Exercise details: The answer must be every line of the records below that contains the word "week", copied out.

Data records:
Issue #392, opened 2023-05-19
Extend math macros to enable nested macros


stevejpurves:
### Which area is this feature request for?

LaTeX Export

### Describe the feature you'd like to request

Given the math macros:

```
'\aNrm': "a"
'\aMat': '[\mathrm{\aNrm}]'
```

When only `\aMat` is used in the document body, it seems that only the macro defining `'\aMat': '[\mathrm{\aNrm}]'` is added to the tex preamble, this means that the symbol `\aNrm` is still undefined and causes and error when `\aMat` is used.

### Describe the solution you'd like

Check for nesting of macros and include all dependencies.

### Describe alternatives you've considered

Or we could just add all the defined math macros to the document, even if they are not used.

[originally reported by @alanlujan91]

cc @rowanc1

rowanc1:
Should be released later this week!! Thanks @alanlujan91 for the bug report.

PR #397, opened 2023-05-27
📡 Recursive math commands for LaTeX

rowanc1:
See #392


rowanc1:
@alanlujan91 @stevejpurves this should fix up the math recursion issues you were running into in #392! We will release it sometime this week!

Exercise output:
Should be released later this week!! Thanks @alanlujan91 for the bug report.
@alanlujan91 @stevejpurves this should fix up the math recursion issues you were running into in #392! We will release it sometime this week!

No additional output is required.